PR #2262, opened 2022-07-21
Allow complex tags in the Intelligence attribute

tomchop:
Currently, IOC tags in the intelligence attribute are just strings, and they get coloring and weight from default values set in a server-side config file. This isn't very flexible, as tags can be quite arbitrary, especially if they are imported from a third-party TIP.

This change allows the Intelligence view to interpret tags that are already rich - if a third-party application wants to send data to the intelligence view, it can manually set the weight and class that will be used for display.


jaegeral (changes requested):
/home/runner/work/timesketch/timesketch/timesketch/frontend/src/views/Intelligence.vue
Error:   300:[17](https://github.com/google/timesketch/runs/7453855761?check_suite_focus=true#step:5:18)  error  'tagKey' is already defined  no-redeclare

itsmvd:
Still same error `error 'tagKey' is already defined no-redeclare`.

jaegeral (approved):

Exercise aim:
For each line in the records that contains the word "third", make a copy.

Solution to this problem:
Currently, IOC tags in the intelligence attribute are just strings, and they get coloring and weight from default values set in a server-side config file. This isn't very flexible, as tags can be quite arbitrary, especially if they are imported from a third-party TIP.
This change allows the Intelligence view to interpret tags that are already rich - if a third-party application wants to send data to the intelligence view, it can manually set the weight and class that will be used for display.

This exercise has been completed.